The migration to a small distro for dom0, perhaps internally maintained, is already on the roadmap. They have not prioritized this and I think we share the reasoning on this - it’s a theoretical concern that’s difficult to envision being employed in the real world.
If the IRGC selected Qubes to run centrifuges at Natanz, that would be one thing, but that’s not the case. An individual running Qubes who actually qualifies as a target for such high level attention exists in a context. That context includes some amount of counter-intel functionality. Kinking Fedora to kink Xen to kink a part of Qubes that default has no network access … and then do what with this access? And for how long? Without being noticed by anyone else in an environment full of hardened, reactive targets?
I’m sorry, but my troubles start with Ukrainians who can’t be convinced to stop using Telegram and this seems like something I’d file in the same folder as Carrington Event contingency plans.
I guess the point of the thread is to map and understand the attack surface (linux packages, drivers, kernel modules, libraries) inside of Xen, and that includes Fedora. Swapping out Fedora is the low hanging fruit in terms of removing attack surface. Xen is another attack surface.
On a side note, could a Saltstack formula be used to minimize the dom0 codebase?
People see, but somehow oversee lack of HR not only for this, but for even more important things at each given moment. To me, it’s already amazing Qubes got this far with a few people available.
Xen is the hypervisor. Dom0 is a VM - yes, a special privileged one, making Xen usage possible, but still a VM. As the Xen wiki explains, “Dom0 forms the interface to the hypervisor.” How can the hypervisor be part of the VM?
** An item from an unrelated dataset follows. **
PR #953, opened 2026-07-23
Fix ApplePay checkout failure - desktop Chrome QR 

ana-maksimovskikh:
# Why
https://linear.app/evervault/issue/PE-112/fix-apple-pay-desktop-chrome-qr-checkout-failure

I think what would be a smart idea is to have the dom0 OS be switchable by way of the Qubes Manager,
you right click on the dom0 VM and go to settings, then change the template to a template you have installed.
But that document describes doing it from scratch at a GRUB command line. It doesn’t describe how to convert the dom0 OS from Fedora to Alpine, for example, using Qubes manager, or using dom0.
It would be great if you could execute a commend that changes the .iso
The point is - obviously Debian is a possible option.
FWIW, I tried removing individual firmware packages in a Fedora 38 qube. It works fine and e.g. removing nvidia-gpu-firmware does not ask to remove linux-firmware itself. It is also possible to remove other individual firmware packages. So, obviously in newer Fedora versions (newer than those in dom0) some work in that direction has been done.
Re. Alpine - I have never used it. I have only read it is minimalist.
That said, I agree with the devs that before having a working GUI domain, minimizing the rest of the distro of dom0 is probably a useless exercise, as the end result would still be a too big dom0.
As a whole, it might be a good idea to see some collaboration between the guys from suckless.org and the Qubes team, and hopefully have a suckless dom0
I guess the answer you are looking for might be: they aren’t. Dom0 is based on Fedora and the devs added some 2.5k lines of their code at the beginning of Qubes, the way Whonix/Kicksecure are based on Debian and customized by their devs in different ways.